BEGIN DATA FOR PROCESSING

PR #257, opened 2023-09-09
Add Cloud_Fraction in cloudyCRTMObsOperator

### LINKED ISSUE #256: Cloud_Fraction
**Describe the bug/question ???**
Cloud_Fraction should be added in cloudyCRTMObsOperator

junmeiban:
### Description
Cloud_Fraction setting should be added in cloudyCRTMObsOperator section. 

### Issue closed
Closes https://github.com/NCAR/MPAS-Workflow/issues/256

### Modified file:
M config/jedi/ObsPlugs/variational/ObsAnchors.yaml

### DIFF
--- a/config/jedi/ObsPlugs/variational/ObsAnchors.yaml
+++ b/config/jedi/ObsPlugs/variational/ObsAnchors.yaml
@@ -34,6 +34,7 @@ _cloudy crtm: &cloudyCRTMObsOperator
   SurfaceWindGeoVars: uv
   Absorbers: [H2O, O3]
   Clouds: [Water, Ice, Rain, Snow, Graupel]
+  Cloud_Fraction: 1.0
   linear obs operator:
     Absorbers: [H2O]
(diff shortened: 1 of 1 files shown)


byoung-joo:
@junmeiban, I don't know this is a right way. Let me think further and investigate my original issue (zero BT) further...

junmeiban:
> @junmeiban, I don't know this is a right way. Let me think further and investigate my original issue (zero BT) further...

Thanks @BJ. I will also investigate it in my case.

liujake:
@junmeiban @byoung-joo I do not think this is right. If you set cloud_fraction = 1 in yaml, code will assign cloud fraction = 1 everywhere. If it is not set in yaml, cloud fraction values (vertical profiles) will be read in from MPAS model diagnosed values interpolated into obs locations, which is what we are doing now (correct way).

junmeiban:
Hi @liujake, I am just thinking of close this draft PR.

PR #277, opened 2024-01-09
Resource requirements for hofx.

junmeiban:
### Description
This PR is for resource requirements modification for hofx on Derecho.

### Files modified:
M  scenarios/defaults/hofx.yaml

### Tests completed
Ran hofx.

### DIFF
--- a/scenarios/defaults/hofx.yaml
+++ b/scenarios/defaults/hofx.yaml
@@ -3,9 +3,9 @@ hofx:
   job:
     defaults:
       seconds: 1000
-      nodes: 4
-      PEPerNode: 32
-      memory: 109GB
+      nodes: 2
+      PEPerNode: 128
+      memory: 235GB
 
       # cylc retry string
       retry: '0*PT30S'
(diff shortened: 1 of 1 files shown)


mos3r3n (approved):

byoung-joo (approved):
Looks reasonable to me!

scenarios/defaults/hofx.yaml
```diff
@@ -18,15 +18,15 @@ hofx:
     30km:
       seconds: 600
       nodes: 2
```
jim-p-w, line 20: Will running hofx with a 30km resolution fit on one node?

RGNystrom (approved):

scenarios/defaults/hofx.yaml
junmeiban: Oh It depends. If I run hofx by using conventional obs, AMSU-A and MHS, only one node is okay.
 
For my test case (by using amsr2 and gmi), If I use one node, it just stopped without any error information. If I use two nodes, it run successfully. 
See results with one node (amsr2 and gmi) : 
/glade/derecho/scratch/jban/pandac/jban_3dhybrid_amsuaAll/Verification_1node/bg/mean/2018041500/jedi.log.all
See results with two nodes (amsr2 and gmi): 
/glade/derecho/scratch/jban/pandac/jban_3dhybrid_amsuaAll/Verification_2nodes/bg/mean/2018041500/jedi.log.all

If no opposition, I would like to use 2 nodes setting for 30km resolution.

jim-p-w: Thanks for the info Junmei.

jim-p-w (approved):

scenarios/defaults/hofx.yaml
ibanos90: Thanks for the further information @junmeiban! I am using one node so far and had no issues. I wonder if we should keep 1 as the default and then changed it in our experiments according to our needs.

PR #338, opened 2022-02-27
connecting synced to autoConnect

Legendree:
Initializing `connecting` to `false` at all times introduces a flickering for components if you rely on `wallet.connecting` e.g. trying to figure either show the spinner first or "unauthorized" message. Should be synced with `autoConnect` property.


Legendree:
@jordansexton

PR #289, opened 2022-01-25
Warn on the console when the WalletModalProvider is missing

steveluscher:
@21e8 got into a bit of trouble because their app was missing a `WalletModalProvider`.

In this PR, we:

* Make it so that a missing wallet modal provider isn't a runtime error
* A helpful warning appears on the console asking you to add a `<WalletModalProvider>` as an ancestor.

Fixes #286.

Test plan:

1. Remove the `<WalletModalProvider>` from the Next.js example
2. `yarn dev`
3. Click the button

Observe warning on console.

image

PR #342, opened 2022-03-02
Console error when provider is missing

tyirenkyi:
This PR builds on top of solution suggested by #289.


tyirenkyi:
@steveluscher could you check this out?

packages/ui/react-ui/src/useWalletModal.tsx
```diff
@@ -1,11 +1,14 @@
 import { createContext, useContext } from 'react';
+import { defaultValueForModalProvider } from '@solana/wallet-adapter-react';
```
steveluscher, line 2: This sets up a dependency between the `ant-design` package and the `react` package. This will be surprising to people, bloat their `node_modules` folders, and is sure to result in future pain. Let's not do this. See my thoughts on being DRY below.

steveluscher (changes requested):
Thanks for banging this out so fast! I made some simple comments, but I have a more general one, here:

I know that @jordansexton suggested that we DRY (don't repeat yourself) up the implementation of these default contexts so that we can reuse them. Now that you've shown us what that looks like, I notice a few things:

* We've created a cross-package dependency between `react` and `ant-design` so they can share the helper, which we can't afford to do.
* It's _really_ hard to understand what the helpers do without reading their implementation (ie. a newcomer to the code is unlikely to know what `missingProviderErrorMessage('foo', 'Bar', 'Baz', 'write')` actually does.

My suggestion here is to DRY up the implementation, but only _locally_ within the module. Instead of making an external `helpers.ts` file, just create a module local function in _each_ context, so that you don't have to literally type the full text of the error message over and over, and only if that is likely to save someone time in the future (eg. when they need to update the message).

DRY is cool, but sometimes inlining is the more pragmatic and straightforward thing to do. Also, I wouldn't be afraid of simply copy-pasting the message over and over; gzip will crush those repeated elements in a way that's competitive with the DRY version.

packages/ui/ant-design/src/useWalletModal.ts
```diff
@@ -1,11 +1,14 @@
 import { createContext, useContext } from 'react';
+import { defaultValueForModalProvider } from '@solana/wallet-adapter-react';
```
steveluscher, line 2: This sets up a dependency between the `ant-design` package and the `react` package. This will be surprising to people, bloat their `node_modules` folders, and is sure to result in future pain. Let's not do this. See my thoughts on being DRY below.

packages/core/react/src/useWallet.ts
```diff
@@ -37,7 +38,70 @@ export interface WalletContextState {
...
+    signMessage(_message: Uint8Array) {
+        return Promise.reject(
+            console.error(missingProviderErrorMessage("signMessage", "WalletContext", "WalletProvider", "call"))
+        )
+    }
+};
+Object.defineProperty(DEFAULT_CONTEXT, 'wallets', {
+    get() {
+        console.error(missingProviderErrorMessage("wallets", "WalletContext", "WalletProvider", "read"));
+        return false;
```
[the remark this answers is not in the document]
tyirenkyi: Thank you

tyirenkyi:
> Thanks for banging this out so fast! I made some simple comments, but I have a more general one, here:
> 
> I know that @jordansexton suggested that we DRY (don't repeat yourself) up the implementation of these default contexts so that we can reuse them. Now that you've shown us what that looks like, I notice a few things:
> 
> * We've created a cross-package dependency between `react` and `ant-design` so they can share the helper, which we can't afford to do.
> * It's _really_ hard to understand what the helpers do without reading their implementation (ie. a newcomer to the code is unlikely to know what `missingProviderErrorMessage('foo', 'Bar', 'Baz', 'write')` actually does).
> 
> My suggestion here is to DRY up the implementation, but only _locally_ within the module. Instead of making an external `helpers.ts` file, just create a module local function in _each_ context, so that you don't have to literally type the full text of the error message over and over, and only if that is likely to save someone time in the future (eg. when they need to update the message).
> 
> DRY is cool, but sometimes inlining is the more pragmatic and straightforward thing to do. Also, I wouldn't be afraid of simply copy-pasting the message over and over; gzip will crush those repeated elements in a way that's competitive with the DRY version.

Thanks so much for the quick feedback @steveluscher! This helped me think more about what to consider when designing solutions across packages. I followed your suggestions and made some changes.

packages/core/react/src/useWallet.ts
```diff
@@ -37,7 +37,69 @@ export interface WalletContextState {
...
 }
 
-export const WalletContext = createContext<WalletContextState>({} as WalletContextState);
+const EMPTY_ARRAY: ReadonlyArray<never> = [];
+
+const DEFAULT_CONTEXT = {
+    autoConnect: false,
+    wallets: [],
+    wallet: null,
+    publicKey: null,
```
steveluscher, line 46: You can remove these three, because you have defined getters below, right?

steveluscher (approved):
LGTM! Ship it.

packages/core/react/src/useWallet.ts
tyirenkyi: True, but this insufficient overlap error kept showing up. I just fixed it by type casting `DEFAULT_CONTEXT` to `WalletContextState`.
Screenshot 2022-03-04 at 2 48 43 PM

steveluscher: Yeah, makes sense. This might come back to bite us if we update the type of the context but _forget_ to update the implementation of the default context, but it's probably not the worst thing. If you're falling back to this default context you're already in a bad place.

jordansexton:
Nice work @tyirenkyi! This should really reduce the number of difficulties new devs run into with our React contexts.

And many for the reviews @steveluscher!

UsmanDesigner:
You have tried to  read "visible" on a WalletModalContext without providing one. Make sure to render a WalletModalProvider as an ancestor of the component that uses WalletModalContext
this issue came to me in useWalletModal I want to open a modal but it not opens what I do

PR #344, opened 2022-03-03
Commit update Coin98 Wallet Adapter

khiemsoft:


jordansexton (changes requested):
Sorry, I can't accept this PR.

It's difficult to review because there are changes to a bunch of the files here that don't seem substantive. Can you revert and just change the lines that need it?

Also, it looks like a bunch of important things were removed, including the use of `readyState` for detecting the wallet. I think you may need to rebase your fork from the latest code in master.

Issue #317, opened 2022-02-16
use DOMContentLoaded instead of load for scopePollingDetectionStrategy


ArpitAgrawal321:
Currently the detection mechanism waits for the `load` event to check for the wallets. This can take a lot of time incase a resource such as an image required by the page keeps loading for a while. This prevents the user from getting the correct UI, does not portray correct state of installed/loadable wallets.
We can use `DOMContentLoaded` instead of `load`  to `performDetection` once the DOM structure is loaded.

Current implementation:
```
function scopePollingDetectionStrategy(performDetection: () => boolean): void {
    if (typeof window === 'undefined' || typeof document === 'undefined') return;
    if (document.readyState === 'complete') {
        performDetection();
        return;
    }
    function listener() {
        window.removeEventListener('load', listener);
        performDetection();
    }
    window.addEventListener('load', listener);
}
```

Suggested Change:
```
function scopePollingDetectionStrategy(performDetection: () => boolean): void {
    if (typeof window === 'undefined' || typeof document === 'undefined') return;
    if (document.readyState === 'complete') {
        performDetection();
        return;
    }
    function listener() {
        window.removeEventListener('DOMContentLoaded', listener);
        performDetection();
    }
    window.addEventListener('DOMContentLoaded', listener);
}
```

ArpitAgrawal321:
Found #215 already exists, closing.

jordansexton:
#215 is just a proposal -- most of the work is on wallets to implement. If that's the only reason to close this, I'd suggest reopening and let's see if it makes sense to PR.

jordansexton:
Related: https://github.com/solana-labs/wallet-adapter/pull/327

@sjchmiela + @vpontis wdyt?

steveluscher:
Great suggestion, @ArpitAgrawal321! I'm trying to load this all back into my head to figure out why I didn't do this in the first place.

I _think_ maybe it's because the check for `document.readyState` was equivalent to listening to `DOMContentLoaded` in most cases, because usually the wallet code _by definition_ doesn't execute until after `DOMContentLoaded` has fired. This might not be true for all apps, so this could very well be worth adding.

I dug around and found some of my early exploration into this with Phantom: https://jsfiddle.net/tb8gy7fc/1/

In any case, we should definitely:

1. Do what you've suggested.
[...]

PR #346, opened 2022-03-04
Add listener to DOMContentLoaded when document readyState is loading

safaiyeh:
## Problem
The document load event waits for the browser to load all resources before executing [(reference)](https://developer.mozilla.org/en-US/docs/Web/API/Window/load_event). The Magic Eden web app is very resource heavily with all our images, videos, and gifs which caused the wallet connection to be delayed. The quick patch we used was to listen to the [DOMContentLoaded event](https://developer.mozilla.org/en-US/docs/Web/API/Window/DOMContentLoaded_event) so wallets can be connected before all the resources loaded.

## Solution 
@ArpitAgrawal321 suggested in https://github.com/solana-labs/wallet-adapter/issues/317 to fully use DOMContentLoaded for this case. @steveluscher [suggested](https://github.com/solana-labs/wallet-adapter/issues/317#issuecomment-1050538881) to also handle the in-between states of the document loading and finished loading.

This PR adds a `DOMContentLoaded` listener when the document state is loading while still watching the window `load` event in the case that the document is in the `complete` state

### DIFF
--- a/packages/core/base/src/adapter.ts
+++ b/packages/core/base/src/adapter.ts
@@ -106,14 +106,24 @@ export function scopePollingDetectionStrategy(detect: () => boolean): void {
         }, 1000);
     };
 
+    function windowDOMContentLoadedListener() {
+        window.removeEventListener('DOMContentLoaded', windowDOMContentLoadedListener);
+        poll();
+    }
+
+    if (document.readyState === 'loading') {
+        window.addEventListener('DOMContentLoaded', windowDOMContentLoadedListener);
+        return;
+    }
+
     if (document.readyState === 'complete') {
         poll();
         return;
     }
 
-    function listener() {
-        window.removeEventListener('load', listener);
+    function windowLoadListener() {
+        window.removeEventListener('load', windowLoadListener);
         poll();
     }
-    window.addEventListener('load', listener);
+    window.addEventListener('load', windowLoadListener);
 }


safaiyeh:
> > while still watching the window `load` event in the case that the document is in the `complete` state
> 
> Looks good, but I'm wondering about this part. It looks like it early returns if the state is `complete`?

Ah right, misspoke there. If state is complete the load event wouldn’t happen again, so it wouldn’t need the event listener.

jordansexton:
Makes sense, thanks! I'll patch release in the morning.

steveluscher (changes requested):
Thanks for drumming this up! Here's how I understand this implementation:

* IF the document is `ready`, detect.
  * IF detection failed, poll indefinitely until wallet is found
* ELSE IF document is loading, listen for document to become `ready`
  * WHEN `ready`, detect
  * IF detection failed, poll indefinitely until wallet is found
* ELSE listen for `load` event
  * WHEN `load` event is detected, detect
  * IF detection failed, poll indefinitely until wallet is found

The interesting thing to not about this is that the decision of when to start polling depends largely on when this code is run.

```
// DOMContentLoaded has not fired by the time you call this code?

                       polling starts here
                       V
loading --------> interactive --------> complete --------> load fires
            (aka DOMContentLoaded)

// DOMContentLoaded already fired by the time you call this code?

                                                           polling starts here
                                                           V
loading --------> interactive --------> complete --------> load fires
            (aka DOMContentLoaded)
```

I think the fix here is to introduce a check for `readyState === 'interactive'`. The `DOMContentLoaded` event and the `interactive` ready state are synonymous. Here, check it out: https://jsbin.com/yoniharigo/1/edit?html,js,console,output

tl;dr:

* `'loading'` implies that neither `DOMContentLoaded` nor the `load` event have fired.
* `'interactive'` implies that `DOMContentLoaded` has fired but the `load` event has not.
* `'complete'` implies that `DOMContentLoaded` and the `load` event have fired.

Also, if we start polling at `DOMContentLoaded`, this code does _not_ set up the `load` event listener. This means that we have, at most, 1000ms precision on detecting the wallet. If there's a wallet that typically becomes available on `load`, we could be late detecting it by up to 1000ms, which is huge in terms of the startup of a website.

Alright, that was a lot of talk. What's my feedback? Implement the missing functionality:

* [X] If `readyState` is loading, set up the `DOMContentLoaded` listener…
  * [x] …_and_ set up the `load` event listener. 
* [ ] If `readyState` is `interactive`, fire the `poll()` method.
  * [X] If detection failed, set up the interval…
  * [ ] …_and_ set up the `load` event listener.
* [X] If `readyState` is `complete`, fire the `poll()` method.
  * [X] If detection failed, set up the interval.
* [ ] If at any point detection succeeds, remove all of the listeners and cancel all of the intervals.

I'll probably add a bunch of stuff to this later, like:

* Exponential backoff of the poll interval (eg. poll less and less often as we get further from startup).
* The use of `requestIdleCallback` to make sure polling never runs when hi-pri startup work is underway.
* Cooperative multitasking, to make sure that we yield the thread between each wallet detector run.

steveluscher:
Haha. Missed the merge by 4 minutes.

steveluscher:
Ignore everything above, I'll send a follow up.

steveluscher:
Closes #317.

PR #348, opened 2022-03-04
Race all scope polling strategies at once; first one wins

steveluscher:
_This is a follow up to #346_.

---

In this PR we refactor the scope polling strategies into a race between the relevant ones. The first one that wins cancels all others.

1. We always fire the detection synchronously.
2. We always employ the interval polling strategy.
3. IF the document is not yet `interactive` or `complete` we employ the `DOMContentLoaded` strategy.
4. IF the document is not yet `complete` we employ the `window` `load` event strategy.

In any event, the first strategy to result in the detection of the given wallet cancels all of the others.

## Test plan

Loaded the React starter (not a very exhaustive test plan).

https://user-images.githubusercontent.com/13243/156705441-6d819ea7-c020-4051-84af-ef4d3b4e8324.mov

### DIFF
--- a/packages/core/base/src/adapter.ts
+++ b/packages/core/base/src/adapter.ts
@@ -89,41 +89,52 @@ export abstract class BaseWalletAdapter extends EventEmitter<WalletAdapterEvents
     ): Promise<TransactionSignature>;
 }
 
+type DisposeFn = () => void;
+
 export function scopePollingDetectionStrategy(detect: () => boolean): void {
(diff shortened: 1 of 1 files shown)


steveluscher:
cc/ @safaiyeh.

safaiyeh:
@steveluscher appreciate the follow up! Looks good, Strat #2 will fix our use case

safaiyeh (approved):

END DATA FOR PROCESSING

▶ _YOUR INSTRUCTIONS_: Note how many lines of the material contain the string "because". Then report that number by itself.

▶ _ANSWER AREA_: 4